Subsidies, a kind of “Terminator”
It’s like a vicious circle. If the cut in aid for rates is partial, what remains pending is regenerated again as a kind of “Terminator” due to the effect of inflation. Until July 2023, the evolution of core inflation and that of regulated prices will be remained more or less the same. But From August the gap widened until December and in January it seemed to stop.
“The dynamics of regulated prices in relation to core inflation: the gap widened in the last two months,” the economist points out in a report. Nadín Argañarazfrom the Argentine Institute of Fiscal Analysis (IARAF).
Argañaraz maintains that “The decline in spending on subsidies requires that the gap change sign in the coming months”. “In the last month of January, the year-on-year growth of regulated prices was on average 62.8 percentage points lower than the latter (Regulated CPI 213.1% and Core CPI 275.9%),” indicates the professional.
In the Relative Price Monitor, the IARAF states that “in order to consolidate a reduction in subsidies in real terms, the gap has to be positive.” “In this way, the regulated ones will recover relative price. With a negative gap, they will continue to lose it. Without a gap, the relative low price will remain. It is quite a challenge that is coming in the coming months,” warns the study.
Inflation: how relative prices evolve
The IARAF report explains that “what has become more expensive relatively in relation to the rest, in the last six years, has been non-alcoholic foods and beverages.” “In effect, an average consumer today has to spend 22.3% more on other goods and services than they did to buy the same foods and non-alcoholic beverages in December 2017,” explains the report.
If 2017 is taken as the base year, where all consumption items start at 100 points, lFood and beverages rose to 122.3 points in January 2024, while public services fell to 46 points. Which indicates that due to the effect of inflation, in relative terms with the rest of the consumption basket, services They were 76.3 points cheaper with respect to food.
Correcting this gap can be extremely painful for the population if it is not accompanied by an improvement in income. Some economists consider that in Argentina food should be cheap while services more expensive, always in a context of salary restructuring.
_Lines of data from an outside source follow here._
PR #519, opened 2018-11-03
update trigger for 2019

ariovistus:


ariovistus:
whileHeld seems to be proxying whileActive

auscompgeek:
Ah right, Button has a few more-meaningful aliases for those methods. Good catch.

PR #521, opened 2018-11-13
update differentialdrive for 2019

ariovistus:


wpilib/wpilib/drive/differentialdrive.py
```diff
@@ -118,24 +118,25 @@ def __init__(self, leftMotor, rightMotor):
         self.quickStopAlpha = self.kDefaultQuickStopAlpha
         self.quickStopAccumulator = 0.0
         self.reported = False
+        self.rightSideInvertMultiplier = -1.0
```
auscompgeek: We could probably just store this as an int. But it's fine as is.

PR #523, opened 2018-11-17
update timer for 2019

ariovistus:
also validate a few others


wpilib/wpilib/analogtriggeroutput.py
```diff
@@ -1,4 +1,4 @@
-# validated: 2017-12-27 TW f9bece2ffbf7 edu/wpi/first/wpilibj/AnalogTriggerOutput.java
+# validated: 2018-11-17 EN 0e9172f9a708 edu/wpi/first/wpilibj/AnalogTriggerOutput.java
```
auscompgeek: That commit seems like something we might want to exclude. Mind looking into it?

ariovistus: synchronized was added to ConditionalCommand._cancel, but the rest looks ignorable

PR #525, opened 2018-11-18
port shuffleboard support for 2019

ariovistus:


wpilib/wpilib/iterativerobot.py
```diff
@@ -21,6 +22,8 @@ class IterativeRobot(IterativeRobotBase):
 
     periodic() functions from the base class are called each time a new packet is received from
     the driver station.
+
+    .. deprecated:: 2019.0.0
```
auscompgeek: Should add the deprecation reason in the docs too.

wpilib/wpilib/iterativerobot.py
```diff
@@ -41,6 +44,10 @@ def __init__(self) -> None:
                      the communications code starts.
         """
         super().__init__(IterativeRobot.kPacketPeriod)
+        warnings.warn(
+            "IterativeRobot is deprecated. Use TimedRobot instead. It's a " +
+            "drop-in replacement that provides more regular execution periods."
+        )
```
auscompgeek: `category=DeprecationWarning`?

wpilib/wpilib/shuffleboard/shuffleboard.py
```diff
@@ -0,0 +1,112 @@
...
+            .withWidget("Toggle Button")
+            .getEntry())
+
+
+    Changing the colors of the boolean box:
+    .. code-block:: python
+        myBoolean = (Shuffleboard.getTab("Example Tab")
+            .add("My Boolean", False)
+            .withWidget("Boolean Box")
+            # TODO: WATWATWAT
```
virtuald: Haha. Please fix the example... should be `{'colorWhenTrue': 'green', .. }`

wpilib/wpilib/shuffleboard/widget.py
```diff
@@ -0,0 +1,23 @@
+# validated: 2018-11-18 EN 175c6c1f0130 edu/wpi/first/wpilibj/shuffleboard/ShuffleboardWidget.java
+from .component import ShuffleboardComponent
+from .container import ShuffleboardContainer
+
+class ShuffleboardWidget(ShuffleboardComponent):
+    """
+    Abstract superclass for widgets.
+
+    This class is package-private to minimize API surface area.
```
virtuald: Remove this comment?

wpilib/wpilib/shuffleboard/container.py
```diff
@@ -0,0 +1,108 @@
...
+        """
+        Adds a widget to this container to display the given sendable.
+
+        raises AssertionError if a widget already exists in this container 
+        with the given title
+
+        :param title:    the title of the widget. if not provided, `sendable.getName()` is used.
+        :param sendable: the sendable to display
+        :param defaultValue: the default value of the widget. not to be combined with `sendable`
+        :returns: a widget to display the sendable data
```
virtuald: Should add a python-specific note that empty lists are not usable here.

wpilib/wpilib/shuffleboard/shuffleboard.py
auscompgeek: I guess things like this are why we recommend that people that wish to help port changes actually know Java. :)

wpilib/wpilib/shuffleboard/component.py
```diff
@@ -0,0 +1,109 @@
...
+    def getType(self) -> str:
+        return self.type
+
+    def getTitle(self) -> str:
+        return self.title
+
+    def getProperties(self):
+        return self.properties
+
+    def withProperties(self, properties: dict) -> 'ShuffleboardComponent':
```
auscompgeek: Are there particular types the keys and values need to be? If so, that should also be noted in the type hint.

wpilib/wpilib/shuffleboard/container.py
ariovistus: in the default value?

ariovistus: why not?

virtuald: Because it wouldn't be possible to know the type of the list.

ariovistus: that's kind of an annoying restriction. would it make sense to have networktables accept something like typing.List[str] to signal you want an empty list of strings?

auscompgeek: There's no way to uniquely represent an empty value of that type ­— the type of the elements could be anything.

virtuald: In theory we could make simple wrappers around list:

```
class StringList(list):
    pass
```

... but that seems more trouble than it's worth. In python, users can just use putXXXArray if they absolutely must put an empty array of things in.

PR #526, opened 2018-11-22
fix typos in killough drive

ariovistus:


wpilib/tests/test_drive.py
```diff
@@ -379,3 +461,25 @@ def test_stopMotor_4(drive_mecanum):
 
 def test_feedWatchdog(drive_diff):
     drive_diff.feedWatchdog()
+
+
+def test_killough_driveCartesian(wpilib):
+    m1, m2, m3 = MagicMock(), MagicMock(), MagicMock()
+    drive = wpilib.drive.KilloughDrive(m1, m2, m3)
+
+    drive.driveCartesian(0.5, 0.5, 0.5, 90)
```
auscompgeek: It's not immediately clear how these values correspond to the output values below. It might be worth having some simpler input values so someone sanity-checking these tests understand where the values come from.

"Testing" an implementation by plugging in values to the implementation and taking its output values is not a great unit test - that's merely a regression test.

auscompgeek: Fair. I'm mostly concerned about how brittle tests like these can end up being in the long run.

Regardless, this PR does fix a typo, so we should probably merge this as it is, and adjust the tests at a later point.

auscompgeek: Speaking of which, I'm surprised we don't have example robot code that exercise these...

PR #528, opened 2018-12-02
Format code with black

virtuald:
The time has come.


docs/gensidebar.py
```diff
@@ -5,86 +5,91 @@
...
+    lines = ["", ".. DO NOT MODIFY! THIS PAGE IS AUTOGENERATED!", ""]
+
     def toctree(name):
-        lines.extend(['.. toctree::',
-                      '    :caption: %s' % name,
-                      '    :maxdepth: 2',
-                      ''])
-    
+        lines.extend(
+            [".. toctree::", "    :caption: %s" % name, "    :maxdepth: 2", ""]
```
ariovistus: does black require these to be on one line? I think it looks better when each item is on its own line

virtuald: Black isn't really configurable, except by turning formatting off. I agree this part is ugly, but it's not really user-facing so I'm fine with that.

wpilib/tests/test_drive.py
```diff
@@ -248,16 +259,21 @@ def check_curvature(wpimock, drive_diff, y, rotation, isQuickTurn):
...
-    drive_diff.rightMotor.set.assert_called_once_with(-rightMotorSpeed * drive_diff.maxOutput)
+    drive_diff.leftMotor.set.assert_called_once_with(
+        leftMotorSpeed * drive_diff.maxOutput
+    )
+    drive_diff.rightMotor.set.assert_called_once_with(
+        -rightMotorSpeed * drive_diff.maxOutput
+    )
 
 
+# fmt: off
```
ariovistus: why is this one needed?

docs/gensidebar.py
auscompgeek: The alternative is to call `lines.append` a bunch of times, I guess. Follow your heart, I suppose.

wpilib/tests/test_drive.py
ariovistus: I know. It looks like the code you're ignoring is the test cases on 280 - 289. any particular reason they are 4 to a line?

virtuald: Not really, but the formatting black applies is much worse IIRC.

wpilib/tests/test_pwm_motor_controllers.py
```diff
@@ -5,40 +5,53 @@
...
+)
 def test_controller(wpilib, hal_data, clsname):
-    
+
     # create object/helper function
     obj = getattr(wpilib, clsname)(2)
-    
+
     # validate reporting is correct
     # TODO: remove the VictorSPX and DMC60 check once there is usage reporting
```
ariovistus: out of scope for this pr, but these two have usage reporting now

wpilib/tests/test_shuffleboard.py
```diff
@@ -23,7 +23,7 @@ def test_addPersistent(wpilib, getTable):
     tab = wpilib.shuffleboard.Shuffleboard.getTab("tacos")
     widget = tab.addPersistent("simplevalue", 1)
     # k, how to kick networktables?
-    #assert widget.getEntry().isPersistent()
+    # assert widget.getEntry().isPersistent()
```
ariovistus: rats, did I forget to ask about this for the shuffleboard pr?

auscompgeek: lol. that should be a thing, unless you forgot to make `getEntry` a thing.

hal-roborio/hal_impl/types.py
```diff
@@ -1,3 +1,5 @@
+# fmt: off
```
auscompgeek: Surely this doesn't look _that_ terrible after formatting.

virtuald: It's not very good, as it's fairly abnormal code. And I'd rather it stay the way it is.

virtuald:
All your pull request are belong to me.

virtuald:
@ariovistus you'll need to rebase all your stuff. Sorry, but not sorry? In the long run, you'll thank me because @auscompgeek will find less things to nitpick about ;)

auscompgeek:
yay I finally no longer have to care about style :stuck_out_tongue_winking_eye:

PR #534, opened 2018-12-12
HAL updates for 2019

virtuald:
Didn't fix any of the underlying stuff, I'm sure the tests will fail.

### DIFF
--- a/wpilib/tests/spec_scanners/hal_scanner.py
+++ b/wpilib/tests/spec_scanners/hal_scanner.py
@@ -368,6 +368,9 @@ class Class:
                 elif hasattr(o, "fndata"):
                     self.add_function(Function.from_py(name, o))
 
+                elif o is NotImplemented:
+                    self.add_not_implemented_function(name)
+
         return self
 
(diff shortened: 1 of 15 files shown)


wpilib/tests/spec_scanners/hal_scanner.py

Transportation subsidies increased in January
According to a report from the Argentine Association of Budget and Public Financial Administration (ASAP)the total of subsidies to economic sectors, public companies and trust funds reached $99,836 million last month, 456.9% more than the same month last year, that is, 57.2% more at constant values.
But the evolution was far from being homogeneous, largely because it was an atypical month in terms of transfers, since both In January 2023, as in the same month of this year, there was no subsidy for the energy sector, the main destination of the transfers that the national State grants in this area.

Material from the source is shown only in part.